5 Things To Keep In Mind Before You Consider Having Sex With An Ex
Nostalgia is like a drug that makes you love something in hindsight, which if you really think about it, wasn’t really that great in the first place. Like your ex. You broke up for a reason, but there you are, all tempted by his hot bod (he looked exactly the same before), his bearded look (unruly hair on face? wow) and co-incidentally, he still wears the perfume you loved on him.
It’s been a while, and you assume that maybe, staying in touch with an ex isn’t that bad after all. So you catch up over a couple of drinks and before you know it, your sexual longing is making you take bad decisions. At this point, the only bad decision you care about is having worn your boy short panties!
Hold that thought. Sex with an ex is a complicated concept, and you wouldn’t want to go for it without being mentally prepared. Keep these things in mind to before you consider having sex with an ex. Say this a couple of times, it rhymes. Okay, back to the point of the article.
Sex shouldn’t be used as a means to rekindle your relationship
Sleeping with him won’t make him want you back and vice versa. Understand that sex can be for just physical pleasure. Canoodling with him will probably cloud your judgment but not fix the issues that broke your relationship. Keep that in mind and to avoid the blame game, make sure both of you are on the same page.
It will either give you closure or make moving on impossible
For some people, having that one last sex is like closing the door behind an ex. While for some, it is a way of being in denial and keeping in contact with their ex. Sex can blur the boundaries you had drawn between you, which kinda defeats the whole purpose of a break up. So consider what type you fall under before letting your past temptations take over.
Discuss expectations beforehand
Will it be a one-off or an ongoing arrangement? Is cuddling too harmful for your emotions? It’s always better to keep expectations in check. You’re already aware of the damage unmet expectations cause.
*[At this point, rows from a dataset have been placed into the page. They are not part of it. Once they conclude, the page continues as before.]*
PR #327, opened 2026-08-23
Add Huawei SUN2000 + LUNA2000 driver

sphings79:
Adds support for Huawei SUN2000 hybrid inverters with LUNA2000 storage.

Everything here was developed against live hardware — a SUN2000-8K-MAP0 with
13.8 kWh of LUNA2000 behind an EMMA-A02 — and every figure in the driver is a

Prepare for an emotional turmoil
I know, when you’re at the crossroad, you probably feel invincible and assume that it cannot perforate your heart. Except it does! Once you’ve dived into ex sex, you will realise that it does make you feel a mix of emotions you weren’t really prepared for! Which is why, it’s best if you know that in advance and be ready to experience it for a bit before picking yourself up again!
While at it, don’t let grudges hold you back or reduce your self-worth
If you did choose to go with sex with an ex, for all it’s worth – just have fun! Don’t hold grudges or discuss your ex-relationship woes. Not in bed! Neither should you feel under-confident. Be a goddess, and own every single of your orgasms because you’re not taking all the messy emotional pain for nothing!